I also added a system-libs USE-flag which unbundles a bunch of deps. It would be cool if you guys could test with that on too.

Comment 6 Jason Zaman gentoo-dev

2018-06-28 06:07:16 UTC

*** Bug 659462 has been marked as a duplicate of this bug. ***

Comment 7 ZongyuZ 2018-06-28 08:14:57 UTC

(In reply to Jason Zaman from comment #5)
> I just pushed sci-libs/tensorflow-1.9.0_rc1-r2 to the tree, can you try it
> out.
> 
> I added stuff to set the cudnn and cuda versions properly now.
> If you need to set the cuda capabilities, you can set eg 
> TF_CUDA_COMPUTE_CAPABILITIES="6.1"
> in your make.conf. I don't have a CUDA GPU yet so its still untested but it
> does build for me at least.
> 
> I also added a system-libs USE-flag which unbundles a bunch of deps. It
> would be cool if you guys could test with that on too.

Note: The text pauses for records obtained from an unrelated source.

PR #9112, opened 2022-11-06
`PyInstaller`: Fix `DeprecationWarning` when parsing the stub using `ast.parse()`

AlexWaygood:
```pycon
>>> import ast, warnings
>>> warnings.filterwarnings("always")
>>> with open("typeshed/stubs/pyinstaller/pyi_splash/__init__.pyi", encoding="utf-8") as file:
...     source = file.read()
...
>>> ast.parse(source)
<unknown>:11: DeprecationWarning: invalid escape sequence '\u'
<ast.Module object at 0x0000027EAF6D3AF0>
```


AlexWaygood:
Don't ask me how I came across this

stubs/pyinstaller/pyi_splash/__init__.pyi
```diff
@@ -8,5 +8,5 @@ def is_alive() -> bool: ...
 def update_text(msg: str) -> None: ...
 def close() -> None: ...
 
-CLOSE_CONNECTION: Literal[b"\u0004"]
+CLOSE_CONNECTION: Literal[rb"\u0004"]
```
JelleZijlstra, line 11:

Hi Jason, I've tried _rc1-r2, and it printed out a message like this:
">=dev-util/nvidia-cuda-toolkit-9.0[profiler] required by (sci-libs/tensorflow-1.9.0_rc1-r2:0/0::gentoo, ebuild scheduled for merge".
But I can't emerge any >=nvidia-drivers-391.0, which is not capable for my gpu, and >=cuda-toolkit-9.0 depends on >=nvidia-drivers-391.0, or other dependencies like this.
So the situation is that I still can't emerge tensorflow right now, and I still need youe help. Thanks!

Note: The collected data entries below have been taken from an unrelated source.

PR #9115, opened 2022-11-06
Suggestion: SliceableBuffer type alias

Avasam:
While adding types for the Xlib library, I noticed that it was often slicing what would be `ReadableBuffer`. However `ctypes._CData` and `pickle.PickleBuffer` are not typed as sliceable. Making a sliceable buffer annoying to type and not possible using existing buffer aliases.

For this reason, assuming `ctypes._CData` and `pickle.PickleBuffer` are not simply mistyped, I would like to suggest a new buffer type alias: The Sliceable Buffer.

Not sure if I should split it into a `WriteableSliceableBuffer` and have `WriteableBuffer` use that as part of its union.


hauntsaninja (commented):
It might be the case that `Sequence[int]` is the type you want

Avasam:
Note that `Sequence[int]` would exclude mmap, as it is not a valid Sequence (at least according to pyright)

JelleZijlstra:
`Sequence` is not a protocol and it defines rather a lot of methods, so it's pretty different from what we want here.

It might be a useful exercise to write out what this type would look like post-PEP 688; we can write that in a comment and switch to it when we're ready. Is this what you had in mind:

```python
class SliceableBuffer(Protocol):
    def __buffer__(self, __flags: int) -> memoryview: ...
    def __getitem__(self, __slice: slice) -> Sequence[int]: ...
```

Avasam:
> `Sequence` is not a protocol and it defines rather a lot of methods, so it's pretty different from what we want here.
> 
> It might be a useful exercise to write out what this type would look like post-PEP 688; we can write that in a comment and switch to it when we're ready. Is this what you had in mind:
> 
> ```python
> class SliceableBuffer(Protocol):
>     def __buffer__(self, __flags: int) -> memoryview: ...
>     def __getitem__(self, __slice: slice) -> Sequence[int]: ...
> ```

Sounds about right.

Once again using mmap as an example:
```py
>>> mmap(0, 5)[0:4] 
b'\x00\x00\x00\x00'
>>> mmap(0, 5)[0:4][0]
0
# bytes being a valid sequence of int, this works. Since a sliced mmap returns bytes
```

In my case I would also need a buffer type that I can index (which, if I understand correctly, would look like below). Then post PEP 688 it should be easy for me to use `SliceableBuffer`, `IndexableBuffer`, or a union of both whenever necessary.

```
class SliceableBuffer(Protocol):
    def __buffer__(self, __flags: int) -> memoryview: ...
    def __getitem__(self, __i: int) -> int: ...
```

Avasam:
Example of what it would look like. I realized making a type that supports both slice and index isn't as simple as making a Union (that's either, not both), or extending both base classes (__getitem__ isn't overloaded).  So I added a `SupportsGetItemBuffer` that does both (and __contains__).

stdlib/_typeshed/__init__.pyi
```diff
@@ -236,6 +236,29 @@ else:
 ReadableBuffer: TypeAlias = ReadOnlyBuffer | WriteableBuffer  # stable
 _BufferWithLen: TypeAlias = ReadableBuffer  # not stable  # noqa: Y047
 
+# Anything that implements the read-write buffer interface, and can be sliced/indexed.
+SliceableBuffer: TypeAlias = bytes | bytearray | memoryview | array.array[Any] | mmap.mmap
+IndexableBuffer: TypeAlias = bytes | bytearray | memoryview | array.array[Any] | mmap.mmap
+# https://github.com/python/typeshed/pull/9115#issuecomment-1304905864
+# Post PEP 668, they should be rewritten as such:
```
JelleZijlstra, line 243:
```suggestion
# Post PEP 688, they should be rewritten as such:
```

Comment 8 Jason Zaman gentoo-dev

2018-07-04 02:44:11 UTC

(In reply to ZongyuZ from comment #7)
> Hi Jason, I've tried _rc1-r2, and it printed out a message like this:
> ">=dev-util/nvidia-cuda-toolkit-9.0[profiler] required by
> (sci-libs/tensorflow-1.9.0_rc1-r2:0/0::gentoo, ebuild scheduled for merge".
> But I can't emerge any >=nvidia-drivers-391.0, which is not capable for my
> gpu, and >=cuda-toolkit-9.0 depends on >=nvidia-drivers-391.0, or other
> dependencies like this.
> So the situation is that I still can't emerge tensorflow right now, and I
> still need youe help. Thanks!

I am preparing a bump to _rc2 now and will release it soon after some more tests. If I lower the nvidia-cuda-toolkit version requirement to >=8 instead, will that work for you? The versions before _rc1-r2 didnt do the cuda setup properly so its not point trying to get them working. You're better off going up instead.

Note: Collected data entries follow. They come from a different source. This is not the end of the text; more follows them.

PR #9890, opened 2023-03-15
Add remaining types to setuptools.build_meta

henryiii:
This is an attempt to finish the incomplete types in `setuptools.build_meta`. This is really useful if you are "wrapping" the PEP 715 interface to add something (like a dynamic dependency.

Also adds the missing editable hooks (PEP 660), added in setuptools 62 IIRC.

Original source: https://github.com/pypa/setuptools/blob/main/setuptools/build_meta.py

Example of usage (currently full of type ignores): https://github.com/scikit-build/scikit-build-core/blob/main/src/scikit_build_core/setuptools/build_meta.py


stubs/setuptools/setuptools/build_meta.pyi
```diff
@@ -1,6 +1,6 @@
-from _typeshed import Incomplete
 from typing import Any
 
+from colletions.abc import Mapping
```
AlexWaygood, line 3:
```suggestion
from collections.abc import Mapping
```

henryiii: Oops, thanks! I'm trying to test this locally against scikit-build-core with mypy ATM. "--custom-typeshed-dir" doesn't work for stubs, I think, so I'm adding via stubs dir. I'll undraft once it works! :)

AlexWaygood: Yeah, for testing third-party stubs you have to use the `MYPYPATH` environment variable to point to the directory

henryiii:
Any idea how I can test this with a local copy of mypy? Mypy seems to refuse to use the typeshed stubs even if I add `--custom-typeshed-dir`, it it seems to produce `Skipping analyzing "setuptools.build_meta": module is installed, but missing library stubs or py.typed marker` (also the other subdirs) if I add it to the MYPYPATH.

stubs/setuptools/setuptools/build_meta.pyi
henryiii: Ahh, just saw this. Okay, can keep trying with MYPYPATH...

henryiii: Ahh, just realized these dirs are nested! Sorry for the noise.

henryiii:
Not a complete test of the API, but I was able to remove my type ignores and it's passing!

stubs/setuptools/setuptools/build_meta.pyi
```diff
@@ -14,20 +14,37 @@ class Distribution(dist.Distribution):
...
+def prepare_metadata_for_build_wheel(metadata_directory: str, config_settings: Mapping[str, Any] | None = ...) -> str: ...
+def build_wheel(
+    wheel_directory: str, config_settings: Mapping[str, Any] | None = ..., metadata_directory: str | None = ...
+) -> str: ...
+def build_sdist(sdist_directory: str, config_settings: Mapping[str, Any] | None = ...) -> str: ...
+def build_editable(
+    wheel_directory: str, config_settings: Mapping[str, Any] | None = ..., metadata_directory: str | None = ...
+) -> str: ...
+def get_requires_for_build_editable(config_settings: Mapping[str, Any] | None = ...) -> list[str]: ...
+def prepare_metadata_for_build_editable(metadata_directory: str, config_settings: Mapping[str, Any] | None = ...) -> str: ...
```
AlexWaygood, line 48: We can actually just mimic the runtime more closely here, to reduce code duplication:

```suggestion
_BACKEND: _BuildMetaBackend = ...
get_requires_for_build_wheel = _BACKEND.get_requires_for_build_wheel
get_requires_for_build_sdist = _BACKEND.get_requires_for_build_sdist
prepare_metadata_for_build_wheel = _BACKEND.prepare_metadata_for_build_wheel
build_wheel = _BACKEND.build_wheel
build_sdist = _BACKEND.build_sdist
```

AlexWaygood (commented):
Looks good! The stubs for the global functions can be simplified a bit, see my comment below.

For some of the parameters currently annotated with `str`, they will _strictly_ speaking also accept `os.PathLike` objects, since the arguments are immediately passed to `os.path.abspath`, which accepts path-like objects. But the fact that these parameters accept path-like objects now seems like an accident of the current implementation, rather than something that's designed to be supported. So let's stick with your current annotation of `str` for those objects.

AlexWaygood (approved):
Thanks!

stubs/setuptools/setuptools/build_meta.pyi
henryiii: Nice, wasn't sure that would work.

henryiii: Also, that's private, which is why I didn't add it originally.

AlexWaygood: > Why `_BACKEND: _BuildMetaBackend = ...` instead of `_BACKEND: _BuildMetaBackend`?

It's a little hack to appease flake8 -- pyflakes doesn't fully support `.pyi` files, and will erroneously complain about `_BuildMetaBackend` being undefined in the assignments that immediately follow the definition of `_BACKEND` if we just do `_BACKEND: _BuildMetaBackend` 🙂

AlexWaygood: > Also, that's private, which is why I didn't add it originally.

Yeah, our policy is basically "Don't include private stuff for the sake of including private stuff, but if it's necessary to improve the typing of public stuff, it's fine" (other exceptions also exist).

Comment 9 ZongyuZ 2018-07-06 14:10:01 UTC

> tests. If I lower the nvidia-cuda-toolkit version requirement to >=8
> instead, will that work for you? 

I tried to modify the ebuild of tensorflow-...-rc2, and try to compile it, but it seems cuda-8.0 is not going to work with glibc-2.26.

Here is a link:
https://devtalk.nvidia.com/default/topic/1023776/-request-add-nvcc-compatibility-with-glibc-2-26/

So I think lowering the requirement won't work for me. And thank you for your help. 
I'll try to downgrade glibc later (or just give up cuda)...

Comment 10 Jason Zaman gentoo-dev

2018-07-08 15:40:43 UTC

tensorflow-1.9.0_rc2 should work with cuda now. I lowered the cuda requirement to >=8 too.